-------- PROVIDED DATA

PR #633, opened 2022-12-15
Cpu performance

prensing:
Update the install script to use the standard "cpufrequtils" package to set the CPU frequency governor to "performance". This is very helpful on mid-range and faster CPUs. When this is turned on, the latency drops and stabilizes significantly.

As addition tweaks, run photonvision with "Nice=-10" which is somewhat higher priority. This is mostly a hedge against random processes taking cycles.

----------------

AIM OF THE TASK =>
Where does "performance" appear in the records above? Copy each line that holds it.

THE ANSWER =>
Cpu performance
Update the install script to use the standard "cpufrequtils" package to set the CPU frequency governor to "performance". This is very helpful on mid-range and faster CPUs. When this is turned on, the latency drops and stabilizes significantly.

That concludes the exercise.